Those of us in the Mid-Atlantic states who have been suffering the recent drought have awakened, refreshed and positive, this morning.
It is raining.
I took a morning walk this morning in the light, but steady, drops, and though this picture really doesn't show the little puddles on our path, those pools, so familiar in spring and late fall, were like renewed acquaintances, like friends I hadn't appreciated enough in former times.
During the past few weeks of this drought, nature carried an edge, knife-sharp, on her shoulders: the landscape turned army-drab, the Irish moss scriveled and nearly disappeared, even the trees whose roots should have been deep enough to withstand the lack of water, were drooping, their leaves curled like an old woman's back. The viney plants in the vegetable garden languished, their octogonal leaves lolling like spent tongues from their stems: panting plants. My perenial garden looked stiff, with razor-sharp leaf-edges, and even the flower petals had frizzled. All the vegetation lay brutalized in the sun and scorched air.

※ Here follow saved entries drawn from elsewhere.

PR #916, opened 2020-04-13
firmware-update: Improve the instructions if the LED is blinking

patrickelectric:
There is no need to do a device recovery if the LED is blinking 
It's probably a hardware problem


patrickelectric:
@kklemens this steps is a way for the user to recover the firmware is something is wrong with it, we got a small number of people that reported that the LED was not blinking after opening it, we don't know why exactly.
The steps here is a help guide to flash the firmware if it does not have it already.

What I'm adding in this patch is to inform the user to talk with us if the LED is blinking after opening, I got a user that tried to do this procedure with the LED blinking, and this can make things worst.

kklemens:
Ok @danielgud FYI

PR #917, opened 2020-04-22
Add always-on-top mode and opacity configuration

patrickelectric:


qml/DisplaySettings.qml
```diff
@@ -50,6 +50,39 @@ ColumnLayout {
...
+                    text: "Opacity:"
+                }
+
+                ComboBox {
+                    id: opacityCB
+                    Layout.columnSpan: 4
+                    Layout.fillWidth: true
+                    currentIndex: SettingsManager.applicationOpacityIndex
+                    model: [100, 90, 80, 70]
+                    displayText: currentText + "%"
```
tcanabrava, line 79: nice trick

qml/DisplaySettings.qml
```diff
@@ -50,6 +50,39 @@ ColumnLayout {
...
+                Label {
+                    text: "Opacity:"
+                }
+
+                ComboBox {
+                    id: opacityCB
+                    Layout.columnSpan: 4
+                    Layout.fillWidth: true
+                    currentIndex: SettingsManager.applicationOpacityIndex
+                    model: [100, 90, 80, 70]
```
Williangalvani, line 78: I'd prefer this to be a slider (if that is not a bunch of unnecessary work)

patrickelectric: It was discussed in private

PR #932, opened 2020-10-14
Add option to run log with or without realtime update

patrickelectric:
Some people may turn on the sonar, connect with ping-viewer, but without request or starting the scanning with it, or stopping and starting ping requests, for the user to not wait this unnecessary amount of time when playing the log, it was added an option where the user will have the log processed with a maximum timeout of each message of 100ms. So, if any interval between each message is bigger than 100ms, the interface will not wait for the entire time and process the message inside the 100ms interval.

### DIFF
--- a/qml/DisplaySettings.qml
+++ b/qml/DisplaySettings.qml
@@ -97,6 +97,17 @@ ColumnLayout {
                     onCheckedChanged: SettingsManager.replayMenu = checked
                 }
 
+                CheckBox {
+                    id: realTimeReplayChB
+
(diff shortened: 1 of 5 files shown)


Williangalvani:
With 2m scan range, unchecking "realtime" makes the replay slower for me. Shouldn't it be normal unless a message takes over 100ms?

patrickelectric:
@Williangalvani Done, can you test with a log file to validate it ?

Williangalvani (approved):

PR #943, opened 2020-12-10
fixed naming bug in `Log.process`

Eliot-Insight:

PR #944, opened 2020-12-10
Process as generator; recover on error

Eliot-Insight:
- Implemented `__iter__` method of `Log` class as a generator to efficiently read `.bin` files without needing to store the entire file in memory (reads and yields one message at a time).
- Implemented corresponding `parser` method which is a generator that decodes the messages.
- Updated `if __name__ == '__main__'` script component to use the more efficient syntax.

### DIFF
--- a/examples/decode_sensor_binary_log.py
+++ b/examples/decode_sensor_binary_log.py
@@ -1,11 +1,18 @@
 #!/usr/bin/env python3
 
-import sys
-import struct
-from argparse import ArgumentParser
+import struct, sys, re
+
+# 3.7 for dataclasses, 3.8 for walrus (:=) in recovery
+assert (sys.version_info.major >= 3 and sys.version_info.minor >= 8), \
+    "Python version should be at least 3.8."
+
 from brping import PingParser
 from dataclasses import dataclass
 from typing import IO, Any
+
+
+def indent(obj, by=' '*4):
+    return by + str(obj).replace('\n', f'\n{by}')
 
 
 @dataclass
@@ -17,8 +24,7 @@ class PingViewerBuildInfo:
     os_version: str = ''
 
     def __str__(self):
-        return f"""
-PingViewerBuildInfo:
+        return f"""PingViewerBuildInfo:
     hash: {self.hash_commit}
     date: {self.date}
     tag: {self.tag}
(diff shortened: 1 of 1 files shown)


Eliot-Insight:
Includes the bug fix from #943, so if this is merged 943 can be removed/ignored.

Eliot-Insight:
Interesting that windows build failed - I haven't changed any of the actual ping-viewer code, just the example. I guess the master branch is currently failing the windows build too?

Williangalvani (commented):
Hi @Eliot-Insight ,

Python-wise this looks good. I'll have @patrickelectric look at the ping-specific part.

I found the "recover" method to be a little confusing to follow. Can you elaborate on the issue you are fixing? I tried manually corrupting a log by deleting some sections of it, but that made the script fail.

Eliot-Insight:
Hi @Williangalvani,

In my testing I found that when errors were occurring it was because the array-length that it was reading in was a huge number that tried to read all the remaining bytes of the file into a single message, which used up the rest of the file. I provided a couple of example files where this occurs [here](https://drive.google.com/drive/folders/1bSsMHbogu3H4xZU9hA9bcQFf1gmDFQgt?usp=sharing) (same as in my initial post). I'm unfortunately unsure how or why this was occurring in the first place, although those specific files were generated at a time where our communication was regularly dropping out because of some issues with our setup.

The idea with this recovery method is basically what I proposed in pseudocode in [my bluerobotics forum post](https://discuss.bluerobotics.com/t/ping360-parsing-recovery-issue-with-save-format-or-parser-script/8886/3?u=eliotinsight), where if it detects that a clearly incorrect array length has been read (`data_array_length > max_data_array_length`), it assumes that it's lost and tries to recover by finding the next available timestamp (recognised using regex), after which it parses that timestamp manually, and then reads the corresponding message normally, before returning to the standard read-timestamp, read-message process.

While the recovery process is intended (and seemingly works) for specifically the issue I was having, I'd imagine it should work for any time when bytes are randomly missing (although I haven't tested this), potentially at the cost of a few messages. If bytes get deleted in a file it'll at some point end up trying to read the next array length from a random position, which involves turning four random bytes into a 32-bit UINT, which will likely be long enough to trigger recovery mode, and if not would do so relatively soon afterwards as each incorrect length read will almost certainly take it to another incorrect location. 

If your manual corruption of the files was at the bit level then there's a 7/8 chance it's damaged the byte-alignment, in which case I would expect it to fail to recover after that point, as regex operates on bytes and won't find a valid timestamp location. If you deleted some bytes and it didn't work then possibly they were from the file header, but if not then I'm afraid I'm not sure why it's not working. If you can confirm that it's not working after some random bytes deletion from say the middle of a file I'll try to have a look into it in my spare time over the next week or so. Since it's working for my issue I can't justify spending more work time on it unfortunately.

Williangalvani (approved):
lgtm.
I wonder if the underlying issue is in Ping-Viewer or Ping360 itself, but this works for now.

We can look at random corruptions later, as they don't seem to be an issue.
could you squash the commits and prepend the commit message with "examples:"?

Eliot-Insight:
I've never squashed commits before, but it seems to have worked. Hopefully that's what you were after :-)

Williangalvani:
> I've never squashed commits before, but it seems to have worked. Hopefully that's what you were after :-)

Yes, that looks correct!

@patrickelectric do you mind taking a look at this?

patrickelectric (approved):

patrickelectric:
Hi @Eliot-Insight, sorry for the delay! Be free to ping us if you desire to get it merged asap.
Thank you very much for your contribution!

PR #951, opened 2021-02-22
Docs: add manual firmware update

jaxxzer:


docs/firmware-update.md
```diff
@@ -14,6 +16,24 @@ Steps to flash the device:
...
 
+## Manual Firmware Update
+
+1. [Connect](device-manager.md) to the device
+2. Open the Firmware Update menu
+3. Choose 'Manual Update'
+4. Download your desired firmware from the [firmware repository](https://github.com/bluerobotics/ping-firmware/tree/master/ping1d)
+  - Find your desired firmware in the `/ping1d` folder
+  - Click 'Raw' to view the raw document
+  - Right-click the webpage and click 'Save As...' to save the firmware hex file (`.hex`)
```
rafaellehmkuhl, line 27: This would be better if they were also an ordered list.

docs/firmware-update.md
```diff
@@ -2,6 +2,8 @@
 
 The Firmware Update menu allows you to update the programming on a Ping device.
 
+## Automatic Firmware Update
+
 Steps to flash the device:
```
rafaellehmkuhl, line 7: It seems like this should be outside (before) both subtopics ("Automatic" and "Manual Firmware Update").

docs/firmware-update.md
```diff
@@ -14,6 +16,24 @@ Steps to flash the device:
...
+  - Find your desired firmware in the `/ping1d` folder
+  - Click 'Raw' to view the raw document
+  - Right-click the webpage and click 'Save As...' to save the firmware hex file (`.hex`)
+5. In Ping-Viewer, click `Browse` to select the firmware hex file that you saved
+6. Click _FIRMWARE UPDATE_ to start the process.
+7. The update progress is indicated by the progress bar located at the bottom of the menu. When the update completes, the progress bar will resume it's idle animation, and the Ping device will resume data transmission.
+
+> Wait for the update process to complete before unplugging the device!
+
+![](/ping-viewer/images/firmware-update/manual.png)
```
rafaellehmkuhl, line 34: Missing image caption.

rafaellehmkuhl (changes requested):
Also, there are two images uploaded but only one of them ("manual.png") is used.

rafaellehmkuhl:
The travis error is unrelated to your PR. It's a problem with a dependency of the MKDocs.

docs/firmware-update.md
jaxxzer: done

docs/firmware-update.md
jaxxzer: doin

docs/firmware-update.md
jaxxzer: donezo

rafaellehmkuhl:
From my point of view, we can approve that PR without the third commit and move to another one to focus on the MKDocs build problem. I could also work on making MKDocs building on the other PR and we approve this one later. Let me know what you think @jaxxzer.

rafaellehmkuhl (approved):

PR #973, opened 2021-06-10
Fix flasher

patrickelectric:
Needs to test under windows and mac


Williangalvani:
This fixes the issue on my setup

My cats must have felt as alien as the landscape, too, for they lay out, legs spread apart--furry stars--on the desiccated walkway. When I passed by, they regarded me with irritation. And I patted one and said, "It's not my fault." The pigs disappeared into their pens to sleep away the drought--nothing outside in the grass worth snouting around for. All the worms, fresh grass shoots and other juicy delectables in the ground had either died or scriveled to nothing. There was nothing juicy anywhere--so a pig shouldn't waste her time looking. The horses, too, were miserable in the sun-under heat coming into full furnace by ten in the morning. So, each morning after their pasture breakfast, I brought them inside to their darkened stalls where the flies couldn't suck them drier than they already felt. On went the flock of fans, after which I hauled out the hay and filled water buckets to their rims. I winced even thinking about riding Bo and Lola in such heat. The horses and I glared at each other: the heat wasn't my fault. In such conditions I cared for our animals meticulously, yet I worried. I worried about all the creatures beyond my care.

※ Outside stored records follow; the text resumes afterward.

PR #379, opened 2019-03-02
Add canadian shopping list

antonleviathan:
We just put together two lightning nodes at [Ledn](ledn.io) using your guide and thought it would be nice to share the shopping list we used on the Canadian version of Amazon (amazon.ca). Let me know if any adjustments are required!

### DIFF
--- a/README.md
+++ b/README.md
@@ -50,6 +50,7 @@ These are the community currated shopping lists based on country:
 
 * [Germany](shoppinglist_de.md) *(reference shopping list)*
 * [USA](shoppinglist_usa.md)
+* [Canada](shoppinglist_ca.md)
 * [UK](shoppinglist_uk.md)
 * [Switzerland](shoppinglist_ch.md)
 * [France](shoppinglist_fr.md)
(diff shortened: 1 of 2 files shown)


rootzoll:
Hi @antonleviathan much thanks for the canadian shopping list. I merged it to the master branch for people to see and use. 

But one small thing is bugging me. I had a similar power adapter (small size + switch on/off on cable) and after a while I was seeing "undervoltage warnings" ... even it was advertising 3A, it weems that such small sized adapters have problems in delivering a stable output - also someone remarked that a on/of switch might add an additional problem point. I changed to a really big sized adapter with no on/off plug on cable ... running fine so far. 

So if you can find/test an alternative to that adapter on the canadian amazon feel free make an update to your PR or make a new one.

antonleviathan:
@rootzoll No problemo, and thanks for the followup. I will probably be getting a few more pi over the upcoming months so I'll try out a different adapter. In the meantime I'll monitor these and see how they do.

PR #408, opened 2019-03-07
Added shopping list for Amazon Spain

conejoninja:


rootzoll:
Muchas Gracias :) I changed Power Adapter (to the one I had best stable experience with so far) and the case to provide support for the display. @conejoninja if you can quick check if those are good choices on spain amazon, that would be great.

conejoninja:
Yes, they're ok. I didn't use a case, I choose the cheapest one, in the second image looks like the lidl could be taken off and expose the GPIO pins. The case looks curved, so maybe that's a problem, but didn't check myself.

Power adapter seems ok. Thanks for merging.

PR #410, opened 2019-03-08
minor display changes

fluidvoice:
On my Pi the % was not displaying correctly during syncing.  Also I think during syncing (always really) the CPU load and temp should be displayed.  For now just the temp.


rootzoll:
good catch :) got it merged into dev branch

PR #467, opened 2019-03-28
Update LCD Display shopping link

thelwyn:
The previous one doesn't work with the drivers embedded in Raspiblitz. This one does, purchased and works flawlessly immediately when plugged.


rootzoll:
perfect. much thanks.

PR #481, opened 2019-04-01
Updated broken Amazon.de SD-Card Link

bavarianledger:


rootzoll:
Much thanks - good catch :)

Issue #88, opened 2018-09-10
InfoService for future Version


frennkie:
**Update**
It would be great to have a more flexible way to generate and show the content for the screen (either LCD or ePaper). 
Decoupling this into a "backend" and "frontend" service seems to make sense. This issue is to discuss and develop these ideas further.

**Initial opening comment**
I have IPv6 on my local network and the infoBlitz Screen does not look pretty:

```
              RaspiBlitz v0.86  raspiblitz
              bitcoin Fullnode + Lightning Network + TOR
        ,/    -------------------------------------------
      ,'/     load average: 1.66, 2.12, 1.36, CPU 61°C
    ,' /      Free Mem 561M / 927M  Free HDD 642G (70%)
  ,'  /_____, ssh admin@192.168.178.116 ▼17.1MiB ▲47.2MiB
 .'____    ,'
      /  ,'   bitcoin v0.16.2 mainnet Sync OK (100.00%)
     / ,'     Public 2001:XXXX:XXXX:XXXX:XXXX:XXXX:XXX:XX59
2001:XXXX:XXXX:XXXX:XXXX:XXXX:XXXX:XX37:8333
    /,'
   /'         LND v0.5-beta wallet 124345 sat
              2/3 Channels 222531 sat

03730a3bxxxxxxxxxxxxxxxxxxxxxxxxxxxxxxxxxxxxxxxxxxxxxxxxxxxxxxxd9a@123.123.123.123:9735
```

When I have some more time I'll try to create a PR for this.

frennkie:
Also - I have a 3,5" LCD running at `480X320` and it cuts off the last digit of the `Public 2001...:XX59` line.

frennkie:
Hm.. the following line finds my non Onion/Tor address and then thinks I use Tor (which I don't):
```
onionAddress=$(${network}-cli -datadir=${bitcoin_dir} getnetworkinfo | grep '"address"' | cut -d '"' -f4)
``` 

Maybe it would be "safer"/better to parse the JSON returned by `getnetworkinfo` and check whether `["networks"]["name"] == "onion"` and `["networks"]["reachable"] == true` for the Onion/Tor check..?!

rootzoll:
I could be that in the future the display info will be managed with another programming language - parsen JSON would be the better available option then.

frennkie:
Personally I have to say I do like the current *old school* style of the info screen. But I also think it's currently limited regarding functionality.

I think there would be two alternative approaches:

[...]

PR #549, opened 2019-04-27
remove unfinished code snippets

frennkie:
Some month ago I added a python based script - mainly to demo some code for #88. 
So far the code did not prove to be a significant improvement over the great job you have been doing in `bash`. 

Additionally - and unfortunately - I have not been able to keep up with the changes that were made to the inner workings of RaspiBlitz (e.g. raspiblitz.conf file..).

I suggest to remove this *broken* code from the `master` and release (`v1.2`) branches in order to not confuse users with outdated, seemingly duplicate scripts.


rootzoll:
In the long view I think its stil important to get to a infoservice like deamon similar you concepted in #88. But in the short view it showed that there is much prio to focus on home network management, stability and data security of the node first and put time resources there - thats what is v1.2 and also v1.3 will be about.

But while going thru the scripts I already started to create more seperation between UI and config logic what is needed to make the switch to a web UI in the future. I also started to fresh up my python skills (some new scripts are in python) and experimenting with a way to use the existing bash scripts from python scripts. That way existing and tested bash scripts can still be part of the future versions and it will reducing a lot of rewrites and retests. So it will be a an iterative process over a longer time than expected until a switch can be made.

Possibly chaos camp can be a good point in time for that combined with the possobility to sync up in person and plan on how to finally switch to a WebUI/deamon structure. So much thanks for the input so far, keep it up ... we take the long way home ... but we will get there :)
https://www.youtube.com/watch?v=aoEUeTxmYHk

PR #623, opened 2019-05-20
Fixes wrong ANSI colors if "Free HDD" < 10%

bavarianledger:
The characters and next line (lightning ANSI graphic) after "Free HDD" were incorrectly highlighted once "Free HDD" is < 10%.


rootzoll:
much thx :D

PR #639, opened 2019-06-01
Update italian power link

Siimone:
Update italian power link with a better product


rootzoll:
perfect :) much thanks!

PR #693, opened 2019-07-30
Update 10setupBlitz.sh

ejcobi:
Fixed typo that offered one option count more than available. 
"..choose from these 5 options ..." > "..choose from these 4 options.."
"..choose from these 3 options ..." > "..choose from these 2 options.."

Just had to do the setup more than once.


rootzoll:
thx :)

PR #733, opened 2019-08-24
Remove screensaver

frennkie:
By default the screensaver turns the screen black after ~10 minutes.
Often this is not desireable.

This PR should fix it.. tests pending.


rootzoll:
perfect :)

PR #736, opened 2019-08-27
rename logo dirs

frennkie:
I was having problems (on Windows for dev)) when checking out the logo dir (directory 3 has a colon in the name). Would you mind changing this? I searched but did not find any references to the files so merging this PR should not break anything, right...?!


rootzoll:
np. those logos are just there for external use - not part of the code. merged.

The wildlife. How were the squirrels, the spiders, the deer, the ground hogs, the fox, and the other creatures of the field and forest coping and keeping themselves alive on this devil-designed stage? Things weren't right with nature in this extreme heat and desiccation: all seemed aggravated, on edge, nervous, jittery--all of which I could only quantify through my own instincts. I believed that the unease around me resulted from the heat's ultimate threat to creatures' survival.
But this morning's walk in the rain refreshed my spirit and cleansed my worry. With the rain trickling down my face, I could feel the relief--the immense sigh in the landscape and in the animals around me. A strange peace mist-coated the air, which before had been knife-sharp with every breath. The moist air softened the atmosphere, puffed up and filed down the edges of the dried-out echinacea petals. A graceful lace rain coverlet blanketed my stone pathway and the woods beyond--assuring nature's creatures and flora that she had, indeed, not deserted them.
Words cannot truly describe the immense rush pervading everything as the rain fell. This morning's rain brought the spiders back to life--daddy-long-leggers tramping back to work from a too-long, dusty rest beneath the wimpering weeds. The grass would need more time to regenerate, but already the elephant ears looked greener, fuller, stronger--bolder. And the change in the animals' demeanor was obvious. The cats, who ordinarily flee the lightest raindrop, ran out in the steady fall, danced and spun, darted after one another, and, realizing all was going to be okay, skipped back into the house out of the wet. The potbellies came from their houses and nosed the ground in search of bugs and grubs arriving to take part in the watery communion--all was not lost, all was not dead. The horses, too, neighed from their stalls--snorting, sniffing the wetness: asking to be let outside for a rainfall massage.
Joyful: all. I stood on the stone path, the raindrops scattering on my skin, and I smiled at the puddles forming on the stones. Not for a very long time will I curse rain. Rain is the life-blood of all living things. Rain renews, refreshes, cleans, restores. And it soothes the physical and emotional self unlike any substance.
Yes, indeed: rain soothes the souls.